The Central Bank of Nigeria (CBN) has hiked the interest rates on Treasury Bills, a short term debt instrument to 19% per annum on Wednesday.
The yields for the 364-day bill rose to 19%, the highest in 12 years, while the 182-day and 91-day bills also rose to 18% and 12.2% respectively.
Also read; How to recover unclaimed dividends in Nigeria
At the last auction on the 29th of January, the interest rates for these maturities were recorded at 5% for the 91-day bills, 7.15% for the 182-day bills, and 11.54% for the 364-day bills, respectively.

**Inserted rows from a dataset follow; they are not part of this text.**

PR #3614, opened 2021-08-22
Exclude dead subsys from targeting

### LINKED ISSUE #3613: "Current target, any subsystem" multilock mode targets destroyed turrets
This applies both to holding existing locks and creating new ones. Not sure if the same is true of non-turret subsystems. I have not historically used this mode that much, so I suspect this isn't a new flaw, but it doesn't seem like it's likely to be the intended functionality.

BMagnu:
Fixes #3613.
Turns out ``weapon_multilock_can_lock_on_subsys`` just never checked for HP...

### DIFF
--- a/code/hud/hudlock.cpp
+++ b/code/hud/hudlock.cpp
@@ -1485,7 +1485,7 @@ void hud_do_lock_indicators(float frametime)
 			continue;
 		}
 
-		if ( wip->wi_flags[Weapon::Info_Flags::Multilock_ignore_dead_subsys] && lock_slot->subsys != nullptr && lock_slot->subsys->current_hits <= 0.0f) {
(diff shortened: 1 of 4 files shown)


Goober5000 (approved):

Baezon (changes requested):
Hold on now, I'm not sure this is a mistake. Continued in #3613

Baezon (approved):
Although, given I'm not sure this can really be classified as a bug anymore, I'm not sure we should merge this until after the stable.

BMagnu:
Agreed.

EatThePath:
I would like to argue against the not-a-bug decision, but rather than do it here I posted my pamphlet on the matter over in #3613

EatThePath:
In any case I tested this branch, and it does appear to work at keeping you from *acquiring* locks on dead subs, it doesn't do anything about locks you already have on subsystems when they die

BMagnu:
Flipped flag after discussion.
This now changes default behaviour, with the flag to opt out of it and restore original behaviour.
With this, this PR will wait for 21.4 to release

PR #3616, opened 2021-08-22
fixes to look_at and intrinsic rotation

Goober5000:
1) Make sure the `PM_FLAG_HAS_INTRINSIC_ROTATE` flag is only set after submodels pass validation and checking
2) Maintain compatibility with old models that used `$look_at` with the submodel number instead of name

### DIFF
--- a/code/model/modelread.cpp
+++ b/code/model/modelread.cpp
@@ -1482,7 +1482,6 @@ int read_model_file(polymodel * pm, const char *filename, int n_subsystems, mode
 				// note, this should come BEFORE do_new_subsystem() for proper error handling (to avoid both rotating and look-at submodel)
 				if ((p = strstr(props, "$look_at")) != nullptr) {
 					pm->submodel[n].movement_type = MOVEMENT_TYPE_INTRINSIC_ROTATE;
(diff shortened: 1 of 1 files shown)


code/model/modelread.cpp
```diff
@@ -2592,20 +2590,35 @@ int read_model_file(polymodel * pm, const char *filename, int n_subsystems, mode
...
+					pm->submodel[i].movement_type = MOVEMENT_TYPE_NONE;
 				}
 			}
 		}
 	}
 
+	// And now look through all the submodels and set the model flag if any are intrinsic-rotating
+	for (i = 0; i < pm->n_models; i++) {
+		if (pm->submodel[i].movement_type == MOVEMENT_TYPE_INTRINSIC_ROTATE) {
+			pm->flags |= PM_FLAG_HAS_INTRINSIC_ROTATE;
```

The 19% rate on the 364-day bills for the first time takes it above the central bank’s policy rate, which currently stands at 18.75%. It also narrows the gap on the inflation rate, which stood at nearly a three-decade high of 28.9% in December.
The CBN’s move towards a hawkish monetary policy is a bid to mop up naira liquidity, combating galloping inflation and also attract foreign investor inflows.
Nairametrics reported that a total of ₦1 trillion was put on offer, but was oversubscribed as investors staked ₦2.3 trillion. The one-year bill on offer for ₦600 billion recorded a ₦1.8 trillion subscription out of which the central bank sold ₦908.7 billion.
Details of the offer (Nairametrics)
91 days – Investors staked only N39.9 billion for the 91-day bill compared to the N200 billion offered by the apex bank. The range of interest rates bid was between 7% and 17.2%. The central banks sold the N39.9 billion staked.
182 days – Investors also undersubscribed the offer, staking just N76.8 billion out of the N200 billion offered by the central bank. The central bank allotted only N51.3 billion. The range of bids was 4% to 19.9%. The stop rate was 18% for treasury bills.
364 days – The one-year bill witnessed a three-fold oversubscription of about N1.8 trillion compared to the N600 billion that was on offer. The apex bank allotted N908.7 billion with stop rates of 19%. Investors bid between 13% and 29.9% as interest rates.
There has been an easing of currency controls and an introduction of series of reforms since last week as part of efforts to reform Nigeria’s foreign exchange market to ease dollar scarcity that has created a backlog of unmet demand estimated at US$2.2 billion by the central bank.